Verification should be code-gated, not prose-gated. Require proof of work for claims that matter: test logs with hashes, Playwright recordings, screenshot paths, benchmark outputs, lint results, migration dry runs, or reproduced failure commands. Store those artifacts in the run record. The reviewer step should emit pass, fail, or score against the definition of done. If the harness accepts “looks good” as completion, memory will faithfully preserve low-quality evidence and make future loops worse.
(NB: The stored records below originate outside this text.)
PR #5416, opened 2019-11-04
Batch AI amphibious moves.

asvitkine:
Prior to this change, the AI would load and move transports one unit at a time.
So moving 20 units via transports would take 40 moves:
  - 20 x (1 load, 1 load, 1 move, 1 unload).

With this change, it's just 3 moves (when they all have the same destination):
  1. Load 20 units
  2. Move 10 transports
  3. Unload 20 units.

This makes a big difference when playing with AI since this makes
the AI moves be much faster when amphibious moves are involved.

Additionally, the code is changed to make the player pass the mapping from units to transports to the backend, so that the AI could convey this directly without having the backend recalculate it and potentially get it wrong.

## Functional Changes

[] New map or map update
[] New Feature
[] Feature Removal
[X] Code Cleanup or refactor
[] Configuration Change
[] Bug fix:  
[] Other:   

## Testing
[] No manual testing done
[X] Manually tested

Loaded a save game where US has a lot of stuff to move. Observed the moves it made.
Loaded a save game where UK has a combat move involving moving transports, picking up units and landing them. Observed the moves it made.
Also added some unit tests.

### Before

Screen Shot 2019-11-03 at 10 35 17 PM

### After

Screen Shot 2019-11-03 at 10 38 37 PM

### DIFF
--- a/game-core/src/main/java/games/strategy/triplea/ai/pro/util/MoveBatcher.java
+++ b/game-core/src/main/java/games/strategy/triplea/ai/pro/util/MoveBatcher.java
@@ -1,0 +1,157 @@
+package games.strategy.triplea.ai.pro.util;
+
+import games.strategy.engine.data.Route;
+import games.strategy.engine.data.Unit;
+import java.util.ArrayList;
+import java.util.Collection;
+import java.util.Collections;
+import java.util.HashSet;
+import java.util.List;
+
+/**
+ * MoveBatcher implements an algorithm that batches AI moves together, reducing the number of
+ * distinct moves the AI does (and thus the visual delay) by combining moves together.
+ */
+public class MoveBatcher {
+  private static class Move {
+    private final ArrayList<Unit> units;
+    private final Route route;
+    private final HashSet<Unit> transportsToLoad;
+
+    Move(final ArrayList<Unit> units, final Route route, final HashSet<Unit> transportsToLoad) {
+      this.units = units;
+      this.route = route;
+      this.transportsToLoad = transportsToLoad;
+    }
+
+    Move(final ArrayList<Unit> units, final Route route) {
+      this(units, route, null);
+    }
+
+    Move(final Unit unit, final Route route, final Unit transportToLoad) {
+      this(mutableSingletonList(unit), route, new HashSet<Unit>(List.of(transportToLoad)));
+    }
+
+    private static ArrayList<Unit> mutableSingletonList(final Unit unit) {
+      return new ArrayList<>(Collections.singletonList(unit));
+    }
+
+    boolean isTransportLoad() {
+      return this.transportsToLoad != null;
+    }
+
+    boolean canMergeWith(final Move other) {
+      return other.isTransportLoad() == isTransportLoad() && route.equals(other.route);
+    }
+
+    boolean mergeWith(final Move other) {
+      if (canMergeWith(other)) {
+        // Merge units and transports.
+        units.addAll(other.units);
+        if (isTransportLoad()) {
+          transportsToLoad.addAll(other.transportsToLoad);
+        }
+        return true;
+      }
+      return false;
+    }
+
+    void addTo(
+        final List<Collection<Unit>> moveUnits,
+        final List<Route> moveRoutes,
+        final List<Collection<Unit>> transportsToLoad) {
+      moveUnits.add(units);
+      moveRoutes.add(route);
+      transportsToLoad.add(this.transportsToLoad);
+    }
+  }
+
+  private final ArrayList<ArrayList<Move>> moveSequences = new ArrayList<ArrayList<Move>>();
+
+  /**
+   * Starts a new sequence. This must be called before calling any add*() methods. A sequence
+   * indicates a logical dependency relationship between the moves in that sequence.
+   */
+  public void newSequence() {
+    moveSequences.add(new ArrayList<Move>());
+  }
+
+  /**
+   * Adds a transport load move. Ownership of the params is transferred to this object.
+   *
+   * @param unit The unit to move.
+   * @param route The route to move on.
+   * @param transport The transport to load.
+   */
+  public void addTransportLoad(final Unit unit, final Route route, final Unit transport) {
+    addMove(new Move(unit, route, transport));
+  }
+
+  /**
+   * Adds a move for the specified units. Ownership of the params is transferred to this object.
+   *
+   * @param units The units to move. Note that type is ArrayList explicitly to prevent an
+   *     unmodifiable List.of() being passed.
+   * @param route The route to move on.
+   */
+  public void addMove(final ArrayList<Unit> units, final Route route) {
+    addMove(new Move(units, route));
+  }
+
+  private void addMove(final Move newMove) {
+    final ArrayList<Move> sequence = moveSequences.get(moveSequences.size() - 1);
+    if (!sequence.isEmpty() && sequence.get(sequence.size() - 1).mergeWith(newMove)) {
+      return;
+    }
+    sequence.add(newMove);
+  }
+
+  /**
+   * Emits the accumulated moves to the passed output params.
+   *
+   * @param moveUnits The units to move.
+   * @param moveRoutes The routes to move along
+   * @param transportsToLoad The transports to be loaded.
+   */
+  public void batchAndEmit(
+      final List<Collection<Unit>> moveUnits,
+      final List<Route> moveRoutes,
+      final List<Collection<Unit>> transportsToLoad) {
+    int i = 0;
+    for (final var sequence : moveSequences) {
+      if (!sequence.isEmpty()) {
+        mergeSequences(sequence, moveSequences.subList(i + 1, moveSequences.size()));
+        for (final Move move : sequence) {
+          move.addTo(moveUnits, moveRoutes, transportsToLoad);
+        }
+      }
+      i++;
+    }
+  }
+
+  /**
+   * Attempts to merge a sequence of moves with other sequences. Any sequence merged into this
+   * sequence will have its moves cleared.
+   *
+   * @param sequence The sequence to merge other sequences into.
+   * @param sequences The sequences to try to merge into the sequence.
+   */
+  private static void mergeSequences(
+      final ArrayList<Move> sequence, final List<ArrayList<Move>> sequences) {
+    for (final var otherSequence : sequences) {
+      boolean merge = (otherSequence.size() == sequence.size());
+      for (int j = 0; merge && j < sequence.size(); j++) {
+        merge = sequence.get(j).canMergeWith(otherSequence.get(j));
+      }
+      if (!merge) {
+        continue;
+      }
+      for (int j = 0; j < sequence.size(); j++) {
+        if (!sequence.get(j).mergeWith(otherSequence.get(j))) {
+          throw new RuntimeException("Unexpected");
+        }
+      }
+      otherSequence.clear();
+    }
+  }
+}
--- a/game-core/src/main/java/games/strategy/triplea/ai/pro/util/MoveBatcher.java
+++ b/game-core/src/main/java/games/strategy/triplea/ai/pro/util/MoveBatcher.java
@@ -4,10 +4,10 @@ import games.strategy.engine.data.Route;
 import games.strategy.engine.data.Unit;
 import java.util.ArrayList;
 import java.util.Collection;
-import java.util.Collections;
 import java.util.HashMap;
 import java.util.List;
 import java.util.Map;
+import javax.annotation.Nullable;
 
 /**
  * MoveBatcher implements an algorithm that batches AI moves together, reducing the number of
@@ -17,12 +17,12 @@ public class MoveBatcher {
   private static class Move {
     private final ArrayList<Unit> units;
     private final Route route;
-    private final HashMap<Unit, Unit> unitsToTransports;
+    private final @Nullable HashMap<Unit, Unit> unitsToTransports;
 
     private Move(
         final ArrayList<Unit> units,
         final Route route,
-        final HashMap<Unit, Unit> unitsToTransports) {
+        final @Nullable HashMap<Unit, Unit> unitsToTransports) {
       this.units = units;
       this.route = route;
       this.unitsToTransports = unitsToTransports;
@@ -33,14 +33,10 @@ public class MoveBatcher {
     }
 
     Move(final Unit unit, final Route route, final Unit transportToLoad) {
-      this(mutableSingletonList(unit), route, new HashMap<>(Map.of(unit, transportToLoad)));
+      this(new ArrayList<>(List.of(unit)), route, new HashMap<>(Map.of(unit, transportToLoad)));
     }
 
-    private static ArrayList<Unit> mutableSingletonList(final Unit unit) {
-      return new ArrayList<>(Collections.singletonList(unit));
-    }
-
-    boolean isTransportLoad() {
+    private boolean isTransportLoad() {
       return this.unitsToTransports != null;
     }
 
@@ -81,7 +77,7 @@ public class MoveBatcher {
   }
 
   /**
-   * Adds a transport load move. Ownership of the params is transferred to this object.
+   * Adds a transport load move.
    *
    * @param unit The unit to move.
    * @param route The route to move on.
@@ -92,7 +88,7 @@ public class MoveBatcher {
   }
 
   /**
-   * Adds a move for the specified units. Ownership of the params is transferred to this object.
+   * Adds a move for the specified units. The units list must not be changed after adding the move.
    *
    * @param units The units to move. Note that type is ArrayList explicitly to prevent an
    *     unmodifiable List.of() being passed.
@@ -112,6 +108,9 @@ public class MoveBatcher {
 
   /**
    * Emits the accumulated moves to the passed output params.
+   *
+   * <p>TODO: #5416 Refactor the IMoveDelegate and ProMoveUtils code to use a List of Move objects,
+   * instead of these parallel lists.
    *
    * @param moveUnits The units to move.
    * @param moveRoutes The routes to move along
--- a/game-core/src/main/java/games/strategy/triplea/ai/pro/util/MoveBatcher.java
+++ b/game-core/src/main/java/games/strategy/triplea/ai/pro/util/MoveBatcher.java
@@ -33,10 +33,7 @@ public class MoveBatcher {
     }
 
     Move(final Unit unit, final Route route, final Unit transportToLoad) {
-      this(
-          mutableSingletonList(unit),
-          route,
-          new HashMap<>(Map.of(unit, transportToLoad)));
+      this(mutableSingletonList(unit), route, new HashMap<>(Map.of(unit, transportToLoad)));
     }
 
     private static ArrayList<Unit> mutableSingletonList(final Unit unit) {
@@ -155,7 +152,8 @@ public class MoveBatcher {
       }
       for (int j = 0; j < sequence.size(); j++) {
         if (!sequence.get(j).mergeWith(otherSequence.get(j))) {
-          throw new RuntimeException("Unexpected");
+          throw new IlegalStateException(
+              "Could not merge move despite checking canMergeWith() earlier.");
         }
       }
       otherSequence.clear();
--- a/game-core/src/main/java/games/strategy/triplea/ai/pro/util/MoveBatcher.java
+++ b/game-core/src/main/java/games/strategy/triplea/ai/pro/util/MoveBatcher.java
@@ -36,7 +36,7 @@ public class MoveBatcher {
       this(
           mutableSingletonList(unit),
           route,
-          new HashMap<Unit, Unit>(Map.of(unit, transportToLoad)));
+          new HashMap<>(Map.of(unit, transportToLoad)));
     }
 
     private static ArrayList<Unit> mutableSingletonList(final Unit unit) {
@@ -73,14 +73,14 @@ public class MoveBatcher {
     }
   }
 
-  private final ArrayList<ArrayList<Move>> moveSequences = new ArrayList<ArrayList<Move>>();
+  private final ArrayList<ArrayList<Move>> moveSequences = new ArrayList<>();
 
   /**
    * Starts a new sequence. This must be called before calling any add*() methods. A sequence
    * indicates a logical dependency relationship between the moves in that sequence.
    */
   public void newSequence() {
-    moveSequences.add(new ArrayList<Move>());
+    moveSequences.add(new ArrayList<>());
   }
 
   /**
--- a/game-core/src/main/java/games/strategy/triplea/ai/pro/util/MoveBatcher.java
+++ b/game-core/src/main/java/games/strategy/triplea/ai/pro/util/MoveBatcher.java
@@ -152,7 +152,7 @@ public class MoveBatcher {
       }
       for (int j = 0; j < sequence.size(); j++) {
         if (!sequence.get(j).mergeWith(otherSequence.get(j))) {
-          throw new IlegalStateException(
+          throw new IllegalStateException(
               "Could not merge move despite checking canMergeWith() earlier.");
         }
       }
--- a/game-core/src/main/java/games/strategy/triplea/ai/pro/util/MoveBatcher.java
+++ b/game-core/src/main/java/games/strategy/triplea/ai/pro/util/MoveBatcher.java
@@ -144,14 +144,14 @@ public class MoveBatcher {
       final ArrayList<Move> sequence, final List<ArrayList<Move>> sequences) {
     for (final var otherSequence : sequences) {
       boolean merge = (otherSequence.size() == sequence.size());
-      for (int j = 0; merge && j < sequence.size(); j++) {
-        merge = sequence.get(j).canMergeWith(otherSequence.get(j));
+      for (int i = 0; merge && i < sequence.size(); i++) {
+        merge = sequence.get(i).canMergeWith(otherSequence.get(i));
       }
       if (!merge) {
         continue;
       }
-      for (int j = 0; j < sequence.size(); j++) {
-        if (!sequence.get(j).mergeWith(otherSequence.get(j))) {
+      for (int i = 0; i < sequence.size(); i++) {
+        if (!sequence.get(i).mergeWith(otherSequence.get(i))) {
           throw new IllegalStateException(
               "Could not merge move despite checking canMergeWith() earlier.");
         }
--- a/game-core/src/main/java/games/strategy/triplea/ai/pro/util/MoveBatcher.java
+++ b/game-core/src/main/java/games/strategy/triplea/ai/pro/util/MoveBatcher.java
@@ -5,8 +5,9 @@ import games.strategy.engine.data.Unit;
 import java.util.ArrayList;
 import java.util.Collection;
 import java.util.Collections;
-import java.util.HashSet;
+import java.util.HashMap;
 import java.util.List;
+import java.util.Map;
 
 /**
  * MoveBatcher implements an algorithm that batches AI moves together, reducing the number of
@@ -16,12 +17,15 @@ public class MoveBatcher {
   private static class Move {
     private final ArrayList<Unit> units;
     private final Route route;
-    private final HashSet<Unit> transportsToLoad;
+    private final HashMap<Unit, Unit> unitsToTransports;
 
-    Move(final ArrayList<Unit> units, final Route route, final HashSet<Unit> transportsToLoad) {
+    private Move(
+        final ArrayList<Unit> units,
+        final Route route,
+        final HashMap<Unit, Unit> unitsToTransports) {
       this.units = units;
       this.route = route;
-      this.transportsToLoad = transportsToLoad;
+      this.unitsToTransports = unitsToTransports;
     }
 
     Move(final ArrayList<Unit> units, final Route route) {
@@ -29,7 +33,10 @@ public class MoveBatcher {
     }
 
     Move(final Unit unit, final Route route, final Unit transportToLoad) {
-      this(mutableSingletonList(unit), route, new HashSet<Unit>(List.of(transportToLoad)));
+      this(
+          mutableSingletonList(unit),
+          route,
+          new HashMap<Unit, Unit>(Map.of(unit, transportToLoad)));
     }
 
     private static ArrayList<Unit> mutableSingletonList(final Unit unit) {
@@ -37,7 +44,7 @@ public class MoveBatcher {
     }
 
     boolean isTransportLoad() {
-      return this.transportsToLoad != null;
+      return this.unitsToTransports != null;
     }
 
     boolean canMergeWith(final Move other) {
@@ -49,7 +56,7 @@ public class MoveBatcher {
         // Merge units and transports.
         units.addAll(other.units);
         if (isTransportLoad()) {
-          transportsToLoad.addAll(other.transportsToLoad);
+          unitsToTransports.putAll(other.unitsToTransports);
         }
         return true;
       }
@@ -59,10 +66,10 @@ public class MoveBatcher {
     void addTo(
         final List<Collection<Unit>> moveUnits,
         final List<Route> moveRoutes,
-        final List<Collection<Unit>> transportsToLoad) {
+        final List<Map<Unit, Unit>> unitsToTransports) {
       moveUnits.add(units);
       moveRoutes.add(route);
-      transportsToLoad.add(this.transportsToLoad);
PR #5417, opened 2019-11-04
Add acceptance/integration tests for websocket and websocket chat

DanVanAtta:
1. Add a test to verify websocket server can be launched and we can
   use an out-of-the-box client to connect to it. Verify basic
   actions like send text and closing the connection.
2. Add an acceptance test for chat, connect to the chat websocket
   and simulate two chatters connecting and exercise all chat
   functionality (eg: set status, slap, send messages).

 

## Functional Changes

[] New map or map update
[] New Feature
[] Feature Removal
[] Code Cleanup or refactor
[] Configuration Change
[] Bug fix:  
[x] Other: tests  

## Testing

[x] No manual testing done
[] Manually tested

## Additional Review Notes
- would like review to mostly focus on how easy it is to understand the tests

### DIFF
--- a/integration-testing/build.gradle
+++ b/integration-testing/build.gradle
@@ -7,6 +7,7 @@ configurations {
 }
 
 dependencies {
+    // https://mvnrepository.com/artifact/org.java-websocket/Java-WebSocket
     runtimeOnly "org.postgresql:postgresql:$postgresqlVersion"
     testImplementation "com.github.database-rider:rider-junit5:$databaseRiderVersion"
     testImplementation "com.sun.mail:jakarta.mail:$jakartaMailVersion"
@@ -25,6 +26,7 @@ dependencies {
     testImplementation "org.jdbi:jdbi3-core:$jdbiVersion"
     testImplementation "org.jdbi:jdbi3-sqlobject:$jdbiVersion"
     testImplementation "org.mindrot:jbcrypt:$jbcryptVersion"
+    testImplementation "org.java-websocket:Java-WebSocket:$javaWebsocketVersion"
     testImplementation project(":test-common")
     testImplementation project(':domain-data')
     testImplementation project(':game-core')
--- a/integration-testing/build.gradle
+++ b/integration-testing/build.gradle
@@ -21,6 +21,7 @@ dependencies {
     testImplementation "io.github.openfeign:feign-gson:$openFeignVersion"
     testImplementation "javax.activation:activation:$javaxActivationVersion"
     testImplementation "javax.xml.bind:jaxb-api:$jaxbApiVersion"
+    testImplementation "org.awaitility:awaitility:$awaitilityVersion"
     testImplementation "org.jdbi:jdbi3-core:$jdbiVersion"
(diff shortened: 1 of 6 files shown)


RoiEXLab:
There's a build failure

integration-testing/src/test/java/org/triplea/http/server/LobbyWebsocketClientTest.java
```diff
@@ -0,0 +1,53 @@
...
+        };
+
+    assertThat(client.isOpen(), is(false));
+    client.connect();
+
+    await().pollDelay(10, TimeUnit.MILLISECONDS).atMost(1, TimeUnit.SECONDS).until(client::isOpen);
+    client.send("sending! Just to make sure there are no exception here.");
+
+    // small wait to process any responses
+    Thread.sleep(10);
```
RoiEXLab: Is this really needed?

integration-testing/src/test/java/org/triplea/http/server/LobbyWebsocketClientTest.java
```diff
@@ -0,0 +1,53 @@
...
+
+    client.close();
+    await()
+        .pollDelay(10, TimeUnit.MILLISECONDS)
+        .atMost(100, TimeUnit.MILLISECONDS)
+        .until(() -> !client.isOpen());
```
RoiEXLab: I mean I get that we're just testing a library here, but in case any those tests ever fail, what would be do about it?
Probably nothing, because library change is too much and it worked in the past, so there must be a workaround

integration-testing/src/test/java/org/triplea/http/server/LobbyWebsocketClientTest.java
DanVanAtta: if there are any errors on send, because send is async, unless we pause, we might not even have yet sent the message to server.

integration-testing/src/test/java/org/triplea/http/server/LobbyWebsocketClientTest.java
DanVanAtta: This was one of the very first tests written before any websocket code landed, probably good to keep that context in mind. If for any reason the websocket connection does not open, is not configured right, or any of the flow with the wiring for message service is broken, we're verifying that level of connectivity. This is in another sense an integration test that does not rely on the `GenericWebsocketClient`, so if we see any issues we know there is something wrong on the server side. Hence, it's not really a library test, we are firing up a server, opening ports, and using the most basic client to connect to it. Perhaps the name `ClientTest` is misleading, this is a test using a `WebsocketClient` connecting to the lobby.

integration-testing/build.gradle
```diff
@@ -7,6 +7,7 @@ configurations {
 }
 
 dependencies {
+    // https://mvnrepository.com/artifact/org.java-websocket/Java-WebSocket
```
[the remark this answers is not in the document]
DanVanAtta: Left over from copy/pasting the import in from mvnrepository, removed: 5262423aa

The writeback policy should be narrow. On success, record the final state, commands run, artifacts, cost, token counts if available, and any new constraints discovered. On failure, record the smallest reproducible failure, suspected cause, attempted fixes, and the next recommended probe. Then run a retrospective pass that decides whether to update a gotcha, a spec, a hook, a skill, or nothing. Treat repeated agent mistakes as harness bugs. If the same failure appears twice, add a deterministic check or a small memory note. If it appears three times, redesign the loop.

Budget Memory Like Infrastructure

The final constraint is cost. Advanced builders often overfit on model quality and underfit on memory economics. Track session JSONL or equivalent logs across agents: wall-clock time, input tokens, output tokens, cache reads, tool calls, failed commands, and retries. Compare the same workload across models and tools. Use stronger models for ambiguous research, planning, and taste-heavy review; route bounded implementation, log summarization, and checklist verification to cheaper models when the evidence gate is objective.

Memory also has maintenance cost. Identity files rot slowly. Skills and workflow instructions rot faster. Materialized agents rot fastest because model behavior and tool conventions change underneath them. Keep a `memory/rot.md` or database table with review cadence by layer. Schedule pruning. Delete low-signal skills. Collapse verbose docs into gotchas. Move stale decisions to archived status instead of letting them compete with current constraints.

The target architecture is not a giant second brain. It is a small active context, a navigable durable store, and a loop that writes evidence back into the right shelf. That is what lets an agent run all night without becoming unmoored: it starts from the minimum relevant state, proves what it did, preserves only lessons that should alter future behavior, and leaves the next loop with less to guess.

Key takeaways

  • Keep `AGENTS.md` or `CLAUDE.md` as a pointer layer, not a documentation dump.
  • Separate specs, gotchas, decisions, failures, run logs, and retrospectives because each has a different read pattern and half-life.
  • Use structured metadata and indexes before vector search so retrieval is authoritative before it is semantic.
  • Require proof-of-work artifacts in run memory: hashes, logs, screenshots, recordings, CI IDs, or benchmark outputs.
  • Promote only durable lessons from logs into active memory; most session output should remain archive material.
  • Track token, time, retry, and failure metrics so memory design and model routing can be optimized empirically.